All sales will be online as the box office is closed and people who attend are asked to take public health precautions. 

Coderre said the show will be a Christmas-based parody and viewers are advised there could be adult content involved. 

NACC hosted a Martin Rehak event in August at the Willideh stage and he said that audiences can expect a similar performance.

“It will be like a late-night talk show format with multimedia and local acts with some silly bits in-between and sketches,” he explained. “The one at Willideh was the first of its kind that we had done and this is the next installment as a Christmas edition.”

Gryphon Trio

The same weekend will also feature a virtual concert by the Gryphon Trio on Dec. 13 at 3 p.m.  to mark the 250th birthday of musical composer Beethoven.

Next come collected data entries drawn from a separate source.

PR #2411, opened 2024-02-22
 Allow underscores in bundle identifiers

aaronsky:
Underscores are valid characters in identifiers, so let's allow them.

### DIFF
--- a/apple/internal/bundling_support.bzl
+++ b/apple/internal/bundling_support.bzl
@@ -377,7 +377,7 @@ def _validate_bundle_id(bundle_id):
             # handled by the split(), so just have to check for '-'.
             for i in range(len(part)):
                 ch = part[i]
-                if ch != "-" and not ch.isalnum():
+                if ch not in ["-", "_"] and not ch.isalnum():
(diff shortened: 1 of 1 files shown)


mattrobmattrob (approved):

luispadron (approved):

keith (approved):
Thanks! At least as of today we tested this on iTC and you can still create bundles with these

One of Canada’s most celebrated classical music trios, the Gryphon Trio comprises pianist Jamie Parker, cellist Roman Borys and violinist Annalee Patipatanakoon. 

Tickets are also on sale for that event. The show will include a pre-recorded performance of Beethoven’s G Major Piano Trio Op. 1, No. 2 and the Piano Trio in Bb Major, Op. 97, nicknamed the “Archduke.” 

The Gryphon Trio will be holding a virtual concert on Dec. 13. Ticket-holders will be able to participate in a question-and-answer session with the classical Canadian musicians.
photo courtesy of the Gryphon Trio official website

The event will only be seen via screen, exclusively for ticket-holders.

“All the classical music lovers will love that show and we’ll have a chance to talk to the members afterwards,” Coderre said. “I will be on stage with them on the screen and we will have a discussion and the audience will be able to ask questions. “

She said that show will be a reunion of sorts as the Gryphon Trio have toured in the NWT in the past, the last time being December 2016 as part of the Broken Hearts and Madmen Project.

“So yes, it’s good just going to be a reunion with the Gryphon Trio who have been an important asset for the community here and who have done so much for the Northwest Territories,” she said. “I’m sure they will be thrilled to to see a few patrons even though it will be just 50 people.”